As a freelance designer, the last thing you want to deal with is stress caused by late or lost payments! Trust me, I’ve been a freelancer myself and it’s no cakewalk.
With all the flexibility, ownership, access to brilliant collaboration tools, the only major downside of a freelancing life is managing late payments. From all the clients on your rooster, you would encounter a few who either ghost you for payments or never pay on time.
But what if I tell you there's a way to deal with them? Finding it tough believe it?
Here's sharing a detailed modus operandi for dealing with clients who are making you wait for payments or have kept radio silence for them!
It is normal to feel that you have been cheated on for all the work you did. You might feel the glaring thought of losing a huge amount of hard-earned money. Still, avoid jumping the gun. Before you write a stinker to the client, try to be in their shoes and take an empathetic approach.

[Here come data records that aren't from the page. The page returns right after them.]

PR #1172, opened 2023-06-16
[direnv-inspired] add export and hook commands, and hook up shell, global and direnv

savil:


savil:
* main
  * **PR #1156** <a href="https://app.graphite.dev/github/pr/jetpack-io/devbox/1156" target="_blank">Graphite</a> 
    * **PR #1172** <a href="https://app.graphite.dev/github/pr/jetpack-io/devbox/1172" target="_blank">Graphite</a>  👈

This comment was auto-generated by [Graphite](https://app.graphite.dev/github/pr/jetpack-io/devbox/1172?utm_source=stack-comment).

internal/boxcli/hook.go
```diff
@@ -0,0 +1,41 @@
...
+)
+
+type hookFlags struct {
+	config configFlags
+}
+
+func hookCmd() *cobra.Command {
+	flags := hookFlags{}
+	cmd := &cobra.Command{
+		Use:   "hook [shell]",
```
loreto, line 18: Another possible name for this command is `activate` (it's what https://github.com/jdxcode/rtx uses)

Leave as hook, and let's get the PR in, but I wanna get John's thoughts on which one is the better name, before we remove the feature flag and start transitioning people.

loreto (approved):
LGTM

internal/boxcli/hook.go
savil: yes, agree on `activate`. Please see my RFC proposal in the PR summary for reasons why I like it...

PR #1173, opened 2023-06-17
[searcher] Add SearchOption and handle host error

hezhizhen:
## Summary

1. Add `SearchOption` for better declaration
2. Handle the error from parsing hosts

## How was it tested?

DEVBOX_SEARCH_HOST=foo devbox search hello


hezhizhen:
@savil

Keep the long-term rapport that you have set up with the client in mind. It is absolutely possible that your client is caught up in some kind of an emergency or they might have some personal reasons for responding late.

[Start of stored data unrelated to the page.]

PR #389, opened 2017-07-28
Fix endpoints widget when deleting a session

### LINKED ISSUE #386: Sessions in Manage Endpoints and Manage sessions not in sync
The sessions in manage endpoints tab are not in synch with the sessions in manage sessions tab in widget UI as show below. 

The session 6 has been deleted from manage endpoints as shown below, but the UI continues to display the session in the endpoint list.

screen shot 2017-07-24 at 11 42 56 am

Even the manage sessions UI displays the deleted session as below:
screen shot 2017-07-24 at 11 42 38 am

This is primarily due to the methods that are used in spark controller.

### Method called when deleting session from manage endpoint widget
_Class: Spark Controller_
`delete_session_by_id(endpoint, session_id) -calls-> creates a new LivySession object, say ls with LivyReliableHTTPClient and does ls.delete()`
This method doesn't go through the session manager route and hence the sessions in session manager continue to exist even after being deleted. The status shown in manage sessions tab

### Method called when deleting from manage sessions widget
_Class: Spark Controller_
`delete_session_by_name(name) -calls-> session_manager.delete_client(name)`
This method cleanly deletes the session by removing session from the sessions managed by session manager.

So, to make the experience consistent the method **delete_session_by_id** needs to be updated to go through session manager route.

aggFTW:
Closes #386 

* Bumps to 0.12.3
* Fixes adding the default endpoint (bug was that a None was being passed)
* Adds sample notebooks to docker file for easier testing
* Deletes session from manager if session is being managed

Still missing unit tests. Will add later.


aggFTW:
@pranayhasan if you could please review

sparkmagic/sparkmagic/controllerwidget/manageendpointwidget.py
```diff
@@ -114,6 +114,7 @@ def delete_endpoint(button):
             except ValueError as e:
                 self.ipython_display.send_error(str(e))
                 return
+            self.refresh_method()
```
aggFTW: Cool, thanks for catching this!

PR #403, opened 2017-08-24
Adding default CSRF header as a good security practice.

JeffRodriguez:


aggFTW:
@JeffRodriguez I think that this functionality can easily be set with Custom Headers, without a need to add any new code/tests. I'm inclined to not merge and just leave it to the user to set the headers that they require. This default value might not be needed by some (I know my organization won't use it, for example).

If your client has gone silent for the first time then give them some benefit of your doubt and stay patient. Let them respond at their pace for this one time and then make a conclusion.
While you are being patient, it is okay to follow up through the week and recheck the contract that you had signed. If you have set up an automated process that lets your client pay you through a single click then it would ensure quicker payments.

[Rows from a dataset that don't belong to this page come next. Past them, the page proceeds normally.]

PR #408, opened 2017-09-18
Bump up supported Jupyter/Notebook versions to the latest supported

apetresc:
Sparkmagic uses version specifiers to cap supported Jupyter/IPython/Notebook server versions to supported/tested versions. Those versions have fallen quite a bit out of date.

I've done a bunch of testing, both on the included Docker Compose set up as well as in my own production cluster, to confirm that sparkmagic works just fine with newer versions of Jupyter, so I've updated those version qualifiers accordingly. You can use the provided Dockerfiles (which have also been bumped to the latest versions) to confirm this.

Here's a screenshot to "prove" it :)
screen shot 2017-09-18 at 3 34 02 pm


aggFTW:
Thanks @apetresc! I'm checking that everything works too :) I'll update if I find anything. In the meantime, can you please also update the `requirements.txt` files please?

apetresc:
@aggFTW Whoops, somehow missed the `requirements.txt` files there. Brought them in line with `setup.py`.

aggFTW:
Hey, I'm actually seeing an error: 
image

I don't have time to debug this right now (maybe not even this week). I can take a look later, but either it doesn't work out of the box or I have some funky setup. I believe that it may be the former, unfortunately.

aggFTW:
I also see this deprecation error:

image

And I'm unable to create a Scala session:

```
spark_1    | 17/09/18 22:43:55 INFO ContextLauncher: 17/09/18 22:43:55 INFO repl.SparkInterpreter: Created Spark sess
ion.
spark_1    | 17/09/18 22:43:55 INFO ContextLauncher: java.util.concurrent.RejectedExecutionException: Task scala.conc
urrent.impl.CallbackRunnable@678404e2 rejected from java.util.concurrent.ThreadPoolExecutor@22c2674b[Shutting down, p
ool size = 1, active threads = 1, queued tasks = 0, completed tasks = 0]
```

apetresc:
1. The "IOPub data rate exceeded" error is something that happens with visualizations on 5.0.0 to everyone, not specific to sparkmagic ([ticket here](https://github.com/jupyter/notebook/issues/2287)). It's fixed with a configuration setting, I can apply that to the Docker image if needed? (It's also mitigated in 5.1.0, but that was only released a few days ago so there isn't a base Docker image for it yet, so this PR is still using 5.0.0 as the test case. A real user doing `pip install notebook` would get 5.1.0 right now, though)
2. I can fix this in `autovizwidget`, although again, some libraries (like a non-latest-version pyplot) will display this regardless of sparkmagic.
3. Whoops! I didn't do any testing of the scala kernel myself, since I never really use Scala. I will look into this!

apetresc:
Pushed fixes/workarounds for the deprecation and iopub problems. Looking into Scala now.

screen shot 2017-09-19 at 2 17 00 pm

autovizwidget/autovizwidget/__init__.py
```diff
@@ -1 +1 @@
-__version__ = '0.12.4'
+__version__ = '0.12.5'
```
aggFTW: You need to bump all libraries together, since we always push all to pip, and build would fail otherwise.

autovizwidget/autovizwidget/widget/utils.py
```diff
@@ -13,7 +13,7 @@ def infer_vegalite_type(data):
     data: Numpy array or Pandas Series
     """
 
-    typ = pd.lib.infer_dtype(data)
+    typ = pd.api.types.infer_dtype(data)
```
aggFTW: Do we need to bump the minor required version of pandas? I don't know what pandas version this api got introduced with.

apetresc: Good catch. Looking at the pandas repository, it seems this change was made in 0.21.0.

Actually I just noticed that autovizwidget doesn't have an explicit dependency on _any_ version of pandas. Presumably it is relying on a transitive dependency through hdijupyterutils. Given that autovizwidget explicitly imports pandas, it seems that a dependency should be added, but I am asking to make sure before I make the change :)

autovizwidget/autovizwidget/__init__.py
apetresc: Done!

autovizwidget/autovizwidget/widget/utils.py
aggFTW: 😢 Yes, it should have an explicit dependency on it and not rely on the transitive dependency, since it's calling it directly. Probably missed adding it at some point back in time.

apetresc:
It seems that the Scala kernel failure was caused by an incompatibility with Spark 2.2.0. Changing the base image of Dockerfile.spark to `gettyimages/spark:2.1.0-hadoop-2.7` resolves the issue.

Obviously we want sparkmagic to be compatible with 2.2.0 as well, but that's outside of the scope of this PR (which is just focused on allowing sparkmagic to co-exist with newer versions of Jupyter), so I'll just leave the Spark version at 2.1.0 where it was originally.

aggFTW:
Cool. It seems that this livy version is not yet compatible with 2.2 then.

apetresc:
Ah yeah, [looks like you're right](https://github.com/apache/incubator-livy/pull/18). I guess we can revisit the Spark bump when Livy 0.4.0 comes out of incubation. Or are `-incubating` releases considered stable in Apache parlance?

autovizwidget/autovizwidget/widget/utils.py
apetresc: Done!

apetresc:
Ah it seems that 0.4.0 *is* considered stable. In that case, I might as well try to implement that here as well.

aggFTW:
Yes, it is considered stable (same way 0.3.0 is). That said, you may or may not bump into API changes from Livy 😄. I'm not sure if the protocol changed or not. Feel free to give it a try then. I won't try the docker image until you tell me to.

apetresc:
Hm, indeed, it appears to not be a drop-in replacement - I'm getting incompatibilities at the Livy <-> Sparkmagic layer after solving the Spark <-> Livy layer. In that case, I will file a separate pull request for that change. I think this one is ready from my end.

autovizwidget/autovizwidget/__init__.py
aggFTW: Actually, sorry to have missed this, but we should ideally bump the 12 to 13 altogether. So new version would be 0.13.0, according to rules of semantic versioning. Can you please bump to 0.13.0 instead?

autovizwidget/requirements.txt
```diff
@@ -1,4 +1,4 @@
-plotly>=1.10.0,<1.11.0
-ipywidgets>5.0.0,<7.0
+plotly>=1.10.0,<3.0
+ipywidgets>5.0.0,<8.0
 hdijupyterutils>=0.6
-notebook>=4.2,<5.0
+notebook>=4.2,<6.0
```
aggFTW: We are missing the pandas requirement here now.

hdijupyterutils/requirements.txt
```diff
@@ -1,8 +1,8 @@
 nose
 mock
 ipywidgets>5.0.0
-ipython==4.0.2
-ipykernel==4.2.2
+ipython>=4.0.2,<7
+ipykernel>=4.2.2,<5
 pandas==0.17.1
```
aggFTW: With pandas being tied to this specific version, requirements files are in conflict. Can you update here? I don't remember why we pinned it like that in the past though...

aggFTW: If you update here, you also need to udpate the setup.py file

aggFTW:
Hey, sorry that it's taken me a while to review. I'm currently super busy at work and my docker installation seems to be messed up. I'm getting:

```
Hardware assisted virtualization and data execution protection must be enabled in the BIOS. See https://docs.docker.com/docker-for-windows/troubleshoot/#virtualization-must-be-enabled
```

when I try to run docker, even though virtualization is indeed enabled. I'll try to look at this ASAP. Are you blocked on it?

aggFTW:
Just ran some hyper-v commands, rebooted... it worked. Merging. Thanks so much!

Alternatively, make sure that you have sent your invoice on time. In case you have done that already then you could resend your invoice. By resending your invoice you would subtly remind your client to process the payment. This serves as a gentle follow-up and also doesn't create a ripple in your rapport with the client.
After doing all of this, if your client has still failed to respond then you would need to take a faster route and write a professional email to address the elephant in the room.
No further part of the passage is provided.